→ About this exercise
What appears from the first line of the data below through the line containing "- [ ] Inline Assembly: Disallow", both included, should be copied exactly, and nothing else.

━━━

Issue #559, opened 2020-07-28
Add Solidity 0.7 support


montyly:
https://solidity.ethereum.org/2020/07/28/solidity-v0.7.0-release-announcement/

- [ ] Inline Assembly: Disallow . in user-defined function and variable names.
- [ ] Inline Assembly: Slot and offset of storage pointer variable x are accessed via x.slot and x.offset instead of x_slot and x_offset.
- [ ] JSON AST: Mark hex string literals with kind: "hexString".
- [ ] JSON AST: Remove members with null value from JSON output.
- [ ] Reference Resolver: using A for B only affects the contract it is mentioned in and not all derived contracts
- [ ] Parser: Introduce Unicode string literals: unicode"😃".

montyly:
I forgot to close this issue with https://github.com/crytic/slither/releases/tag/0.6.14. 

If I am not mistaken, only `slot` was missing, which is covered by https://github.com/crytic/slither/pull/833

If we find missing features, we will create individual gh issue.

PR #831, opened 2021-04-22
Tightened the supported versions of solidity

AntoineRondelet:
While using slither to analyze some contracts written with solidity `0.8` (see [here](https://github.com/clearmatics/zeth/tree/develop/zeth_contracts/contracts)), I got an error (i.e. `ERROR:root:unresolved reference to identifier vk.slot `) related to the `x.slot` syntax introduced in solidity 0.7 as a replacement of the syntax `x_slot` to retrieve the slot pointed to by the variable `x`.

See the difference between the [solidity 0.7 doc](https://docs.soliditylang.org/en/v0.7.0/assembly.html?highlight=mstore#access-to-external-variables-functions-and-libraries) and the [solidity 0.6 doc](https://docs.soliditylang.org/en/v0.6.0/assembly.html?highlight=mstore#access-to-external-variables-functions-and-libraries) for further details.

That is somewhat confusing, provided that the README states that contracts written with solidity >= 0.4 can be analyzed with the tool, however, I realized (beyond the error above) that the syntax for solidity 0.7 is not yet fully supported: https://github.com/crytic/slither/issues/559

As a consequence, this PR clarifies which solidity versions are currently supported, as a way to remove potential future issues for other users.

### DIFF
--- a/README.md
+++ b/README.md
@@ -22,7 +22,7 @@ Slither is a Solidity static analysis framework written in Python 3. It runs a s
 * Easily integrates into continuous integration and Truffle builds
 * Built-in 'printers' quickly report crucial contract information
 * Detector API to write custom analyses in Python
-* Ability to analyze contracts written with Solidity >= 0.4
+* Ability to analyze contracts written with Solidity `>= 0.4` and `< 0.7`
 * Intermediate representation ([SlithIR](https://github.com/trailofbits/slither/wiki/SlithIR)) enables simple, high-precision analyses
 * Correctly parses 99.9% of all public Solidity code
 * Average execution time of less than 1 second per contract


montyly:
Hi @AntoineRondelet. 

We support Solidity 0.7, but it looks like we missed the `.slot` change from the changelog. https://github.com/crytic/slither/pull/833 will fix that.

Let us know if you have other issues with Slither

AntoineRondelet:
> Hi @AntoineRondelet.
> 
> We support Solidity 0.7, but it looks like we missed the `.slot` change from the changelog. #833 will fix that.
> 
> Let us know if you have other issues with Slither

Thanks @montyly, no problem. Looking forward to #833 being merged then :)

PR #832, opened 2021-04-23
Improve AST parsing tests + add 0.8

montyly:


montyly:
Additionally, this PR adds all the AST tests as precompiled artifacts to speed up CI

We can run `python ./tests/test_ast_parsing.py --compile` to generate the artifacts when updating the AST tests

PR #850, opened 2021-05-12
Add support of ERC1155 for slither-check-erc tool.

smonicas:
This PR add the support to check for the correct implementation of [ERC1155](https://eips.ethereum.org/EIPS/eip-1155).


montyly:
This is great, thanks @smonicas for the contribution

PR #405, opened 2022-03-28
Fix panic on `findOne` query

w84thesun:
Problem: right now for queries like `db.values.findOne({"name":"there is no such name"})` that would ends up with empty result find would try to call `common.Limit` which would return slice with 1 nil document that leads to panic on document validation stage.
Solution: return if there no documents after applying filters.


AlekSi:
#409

━━━

→ Completed exercise
Issue #559, opened 2020-07-28
Add Solidity 0.7 support


montyly:
https://solidity.ethereum.org/2020/07/28/solidity-v0.7.0-release-announcement/

- [ ] Inline Assembly: Disallow . in user-defined function and variable names.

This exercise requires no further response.